RECORD EXCERPTS:
====================

PR #2349, opened 2019-11-26
docs(man): Add links inside ctags(1) on Web pages

k-takata:
Add internal links in ctags(1) man page.

Section titles automatically become hyperlink targets.
Use ``` `phrase reference`_ ``` style to refer them.

---

~~Sphinx supports "ref" role to link to a tag, however rst2man (docutils) doesn't support it.
Define a stub "ref" role to avoid errors on docutils, and add links inside ctags.1.rst.
These links works fine when the man page is converted by sphinx.~~

~~Note that only ``` :ref:`title` ``` style can be used on docutils.
(``` :ref:`title <tag>` ``` style can be only used on sphinx.)~~

~~optlib.rst needed to be updated, because some tags conflicted with ctags.1.rst.~~


k-takata:
BTW, I find this comment in ctags.1.rst:
https://github.com/universal-ctags/ctags/blob/f17ca7731a235b6950b8f02133ec1ff2656bddc7/man/ctags.1.rst.in#L64-L68

I agree with this comment.
The contents of e-ctags man pages are:

* SYNOPSIS
* DESCRIPTION
* SOURCE FILES
* OPTIONS
* ...

However, the contents of u-ctags man pages are:

* SYNOPSIS
* DESCRIPTION
* SOURCE FILES
  * Determining file language
* TAG ENTRIES
  * Fields
  * Kinds
  * Extras
  * Roles
  * Language-specific fields and extras
* COMMAND LINE INTERFACE
  * Letters and names
  * List options
* OPTION ITEMS
* ...

There are too many contents before "OPTION ITEMS".
I think "Determining file language" and "TAG ENTRIES" might be able to move after "OPTION ITEMS".

k-takata:
Hmm, rst2man fails on Travis CI. (It doesn't fail on my environment.)
Maybe because of the version of rst2man?

masatake:
I agree with you about "Determining file language".
I wonder how "TAG ENTRIES" should be. I think items explained in the section are the heart of ctags.
I would like users to know about the concept.

k-takata:
Totally rewrote the commit.

masatake:
It seems that a reader can jump from a section of a man to another section of another (or the same) man page. Right?

k-takata:
`` `phrase reference`_ `` style is valid only in the same page. When this is used on rst2man, it is shown with underline. rst2html converts this to a hyperlink.
`` :ref:`title <tag>` `` style can jump across files, but this can be used only on sphinx and cause error on old docutils (rst2man).

masatake:
I understand the rule. Jumping from the contents for the web to the man pages is enough.
Basically, the contents of the man pages should be self-contained about the stable features.
Jumping for the opposite direction is not needed. Really nice improvement.

Can I ask you to add one more commit?

```
diff --git a/man/README b/man/README
index da2df787..bd85cac1 100644
--- a/man/README
+++ b/man/README
@@ -26,6 +26,18 @@ Rules for writing man pages
 
 	make QUICK=1 update-docs
 
+Tips for writing man pages
+
+* about hyperlinks
+
+  + `phrase reference`_ style is valid only in the same page.
+    When this is used on rst2man, it is shown with underline.
+    
+  + rst2html (and sphinx) converts this to a hyperlink.
+    :ref:`title <tag>` style can jump across files, but this can
+    be used only on sphinx and cause error on old docutils
+    (rst2man).
 
 Testing and verification
```

k-takata:
Done.

masatake:
@k-takata, I got a minor comment about your commit, "man: Add tips about hyperlinks to README".

We have a parser for "man" page. The commit prefix "man: " is for the parser.
So when we change files under man/*.rst*, we use "docs(man)".

k-takata:
I will do so from next time.

PR #2353, opened 2019-11-29
man: use --kinddef-<LANG> option in man optlib parser

masatake:


k-takata:
Was the title of this PR correct?
The prefix is `man:`, but this PR changed `optlib/passwd.ctags`. It doesn't seem to related to man.

masatake:
Ouch! You are correct. This is my mistake.

k-takata:
What was the intended title then?

masatake:
The title should be "passwd: use --kinddef-<LANG> option in passwd optlib parser ".

PR #2347, opened 2019-11-25
buildsys: Generate sed rules based on (IN_)SOURCE_FILES

k-takata:
Close #2346.

PR #2354, opened 2019-12-02
Revise the options about kinds, fields, and extras

masatake:


masatake:
"letters" and "names" are used so freqently in our man pages. So I would like to introduce more distinguishable words for them.

For letter, I introduced "one-letter" or "one-letter flag".
About "names", I would like to introduce "long-name" or "long-name flag".

masatake:
The sed command line synthesized  by make is the same as that in GNU/Linux.
So I guess t his is not about the implementation of make.

This may be about the implementation of sed.
https://riptutorial.com/ja/sed/topic/9436/bsd---macos-sed%E5%AF%BEgnu-sed%E5%AF%BEposix-sed%E4%BB%95%E6%A7%98 (in Japanese)

masatake:
When building ctags executable, we support using bsd make.
However, generating documents is done in before buidling.
So we can assume GNU make is there.

k-takata:
Oh, BSD sed doesn't support `\|`. It is critical...

k-takata:
Is it better to stop executing `make update-docs` on mac?

k-takata:
If we revert #2347, we can use BSD sed, but you may not like it. ;-)

I confirmed that the same results with macOS are produced when adding `--posix` option to GNU sed.

masatake:
> Is it better to stop executing make update-docs on mac?

My understanding is that person using Mac cannot develop u-ctags.
If my understanding is correct, I would like to make "make update-docs" workable even on Mac.

Currently, you make single complicated pattern in reppat.
I wonder we can convert it to multiple patterns like:
```
  sed -e pat1 -e pat2 -e pat3 ....
```
So we can avoid using '\|'.

masatake:
As you guessed, I like #2347. 
This is good time for me to study what you did.
I will try to fix this issue by myself.

k-takata:
BSD sed doesn't support `\<`. This is also a problem.

masatake:
```
commit 4fe409f9aba2e631e048e0b874b03eb34b4df1c7 (HEAD -> misc-doc-fix)
Date:   Mon Dec 2 17:22:08 2019 +0900

    docs(web), docs(man): don't use '\|' in a pattern for sed when making hyperlinks
    
    sed implementation in MacOS doesn't understand '\|'.
    To avoid using '\|', this change expands 'A\|B' to "-e A -e B".
    
diff --git a/man/Makefile b/man/Makefile
index 74ec29de..d191c626 100644
--- a/man/Makefile
+++ b/man/Makefile
@@ -64,14 +64,26 @@ man: $(man_pages)
 html: $(html_pages)
 pdf: $(pdf_pages)
 
-empty :=
-space := $(empty) $(empty)
-reppat := \<\(${subst ${space},\|,${subst .,(,${addsuffix ),${man_pages}}}}\)
+#
+# Convert the names of man page files to man page citations.
+#
+# ctags.1.rst tags.5.rst ...
+# => ctags(1) tags(5) ...
+#
+cites := ${subst .,(,${addsuffix ),${man_pages}}}
+
+#
+# Convert the man page citations to sed patterns for making hyperlinks.
+#
+# ctags(1) tags(5) ...
+# => -e 's/\<ctags(1)/:ref:`& <&>`/g' -e 's/\<ctags(5)/:ref:`& <&>`/g' ...
+#
+reppat := $(foreach m,$(cites),-e 's/\<$(m)/:ref:`& <&>`/g')
 
 update-docs: $(doc_files)
 
 ../docs/man/%.rst: %.rst
-   sed -e 's/$(reppat)/:ref:`& <&>`/g' < $< > $@
+   sed $(reppat) < $< > $@
 
 %.rst: %.rst.in
 ifeq ($(QUICK),)
```

masatake:
> BSD sed doesn't support \<. This is also a problem.

This is a critical issue. Is there anyway to avoid using it?

k-takata:
I used `\<` to avoid replacing `.. _ctags(1):` in top of the rst files. If it can be skipped, `\<` is not needed.

man/Makefile
```diff
@@ -64,14 +64,26 @@ man: $(man_pages)
 html: $(html_pages)
 pdf: $(pdf_pages)
 
-empty :=
-space := $(empty) $(empty)
-reppat := \<\(${subst ${space},\|,${subst .,(,${addsuffix ),${man_pages}}}}\)
+#
+# Convert the names of man page files to man page citations.
+#
+# ctags.1.rst tags.5.rst ...
```
k-takata: This line should be:
`# ctags.1 tags.5 ...`

masatake:
Though I did nothing for `\<`, the tests are passed.

k-takata:
Oh, does recent version of mac's sed support `\<`?

masatake:
> Oh, does recent version of mac's sed support \<?

Maybe yes.
About Mac, what we can do is only believing the result of travis.

man/Makefile
masatake: Thank you. Updated.

masatake:
4a962cf is needed other pull requests.
I will commit it separately.

masatake:
TODO

* the other man pages
* long-name

masatake:
Introducing the terms, "one-letter" and "long-name", to the other man pages is not done yet.
But I will merge this pull request. I will update the man pages later.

====================

TASK DETAILS:
Write out exactly the lines from the line with "to avoid replacing" to the close of the listing above, including both of those lines.

TASK OUTPUT:
I used `\<` to avoid replacing `.. _ctags(1):` in top of the rst files. If it can be skipped, `\<` is not needed.

man/Makefile
```diff
@@ -64,14 +64,26 @@ man: $(man_pages)
 html: $(html_pages)
 pdf: $(pdf_pages)
 
-empty :=
-space := $(empty) $(empty)
-reppat := \<\(${subst ${space},\|,${subst .,(,${addsuffix ),${man_pages}}}}\)
+#
+# Convert the names of man page files to man page citations.
+#
+# ctags.1.rst tags.5.rst ...
```
k-takata: This line should be:
`# ctags.1 tags.5 ...`

masatake:
Though I did nothing for `\<`, the tests are passed.

k-takata:
Oh, does recent version of mac's sed support `\<`?

masatake:
> Oh, does recent version of mac's sed support \<?

Maybe yes.
About Mac, what we can do is only believing the result of travis.

man/Makefile
masatake: Thank you. Updated.

masatake:
4a962cf is needed other pull requests.
I will commit it separately.

masatake:
TODO

* the other man pages
* long-name

masatake:
Introducing the terms, "one-letter" and "long-name", to the other man pages is not done yet.
But I will merge this pull request. I will update the man pages later.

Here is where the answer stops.